Imagine any natural input that life can read (light, heat, glucose levels,
hormone levels, force, etc.) and any natural output that life can produce
(temp, colors, fluorescence, electrical impulse, etc.). For many of those
options, we can design a novel protein that achieves a linkage between that
I/O.

However, our approach to the problem is very much not like AlphaFolds - we
don't try to scan the 20^600 space by changing individual amino acids, but
rather we don't worry about folding or structure (too much) and instead play
around with discreet functional modules that already exist in nature. Our
approach is a bit more sociological than it is a simulation of
physics/chemistry. But it works.

Optogenetics tools, CARs, SynNotches, BaseEditors are all curious examples,
and there are many more coming online right now.

------
Cybiote
The blog is light on details but it appears _Alpha_ is being used for branding
here. AlphaFold seems to depart in a significant way from the perfect
information game playing agent's architecture. A few questions spring to mind:

1) What is the architecture of the generative network and where exactly does
it fit in the pipeline?

2) What is the interaction with the database? Is there an encoder being
trained with real sequences further augmented with variations using the
generative network?

3) What is the structure of the neural network that encodes the sequence? Is
it a graph network, LSTM or simple conv-net?
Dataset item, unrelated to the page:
PR #549, opened 2023-03-22
pass on underscore domains

noamblitz:


underdarknl (approved):
We need to fix this properly in the model for 1.8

4) The gradient descent step is very vague. Is it a physically based
differentiable model (not a neural network) whose parameters are being
optimized with gradient descent using automatic differentiation? Or something
else? In short, there's some detail on scoring but how are the proposals being
generated?

Questions aside, the results speak for themselves and are head and shoulders
above all other showings. I wonder what it feels like for someone whose been
in the field for years.

Despite the high score, there's still a long way to go before results reach
real world utility. It's also worth keeping in mind that from a systems
biology perspective, protein folding is only a small part of what makes
getting clinically useful results difficult.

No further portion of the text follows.